## Brief
Below are the entries; state how many of their lines contain the string "name", and nothing more.

☆ ☆ ☆ ☆ ☆

PR #706, opened 2023-12-02
Add help option to test command line args

Skinner927:
When test binaries are run with unknown options or with the standard -h option, a help menu will print all available options.

This is much more convenient than having to dig through unity.c to find every option.


HaorongX:
Great idea. I also found it confusing when I have to check `unity.c` to find these options. I think the usage should be added to docs at the same time. ^_^

src/unity.c
```diff
@@ -2329,6 +2329,17 @@ int UnityParseOptions(int argc, char** argv)
                     UnityPrint("ERROR: Unknown Option ");
                     UNITY_OUTPUT_CHAR(argv[i][1]);
                     UNITY_PRINT_EOL();
+                    /* fall-through to display help */
+                case 'h':
+                    UnityPrint("Options: "); UNITY_PRINT_EOL();
+                    UnityPrint("-l        List all tests"); UNITY_PRINT_EOL();
+                    UnityPrint("-f TEST   Only run tests with TEST in the name"); UNITY_PRINT_EOL();
```
mvandervoord, line 2336: Maybe change the wording to make it obvious what the function letter is? Something like "Filter to run only tests with TEST in the name"?

src/unity.c
```diff
@@ -2329,6 +2329,17 @@ int UnityParseOptions(int argc, char** argv)
...
+                    UnityPrint("-n TEST   Only run tests with TEST in the name"); UNITY_PRINT_EOL();
```
mvandervoord, line 2337: I'd not include the `n` option... or if I did include it, mark it as `deprecated`?

test/tests/test_generate_test_runner.rb
```diff
@@ -1158,9 +1158,43 @@
       :to_pass => [ ],
       :to_fail => [ ],
       :to_ignore => [ ],
-      :text => [ "ERROR: Unknown Option z" ],
+      :text => [
+        "ERROR: Unknown Option z",
+        "Options:",
+        "-l        List all tests",
+        "-f TEST   Only run tests with TEST in the name",
+        "-n TEST   Only run tests with TEST in the name",
```
mvandervoord, line 1166: see above

mvandervoord (changes requested):
Thanks for the awesome addition! I really appreciate the work. I have a couple minor suggested tweaks, if you don't mind?

src/unity.c
Skinner927: Updated the options. If you'd prefer to choose exactly what to say I won't be offended.

P.S. TY for the fast review.

test/tests/test_generate_test_runner.rb
Skinner927: Marked as depreciated. I can remove it if you'd prefer.

PR #759, opened 2024-11-01
Moved the unity_config.h from examples to the src directory

FrankVanris2:
I've moved the `unity_config.h` file from the `examples` directory to the `src` directory to improve the compilation process on PlatformIO. Keeping it in the `examples` directory was causing unnecessary complications. Placing it in the `src` directory simplifies our workflow and makes things more efficient for everyone.


mvandervoord:
Hi. Thanks for the submission. 

I suspect you're not understanding how Unity is usually used. Your niche use-case where the sample `unity_config.h` that exists in the example directory happens to be useful to you is not common at all. It's an example, nothing more/less. In most cases, `unity_config.h` is not used at all. Of the remaining cases, the great majority of people build their own `unity_config.h` to have the features they specifically need for their environment and toolchains.

I do appreciate that you're looking to fill a need for some users and that you're a person who is willing to share solutions with others. If we can think of a way of helping people like you that doesn't make it inconvenient for the majority of the users, I'd love to consider it. 

At this time, I'm going to have to decline this PR. In it's current form, it helps a small fraction of our users and inserts an obstacle to be worked around for the majority of the users.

☆ ☆ ☆ ☆ ☆

## Result of the exercise
5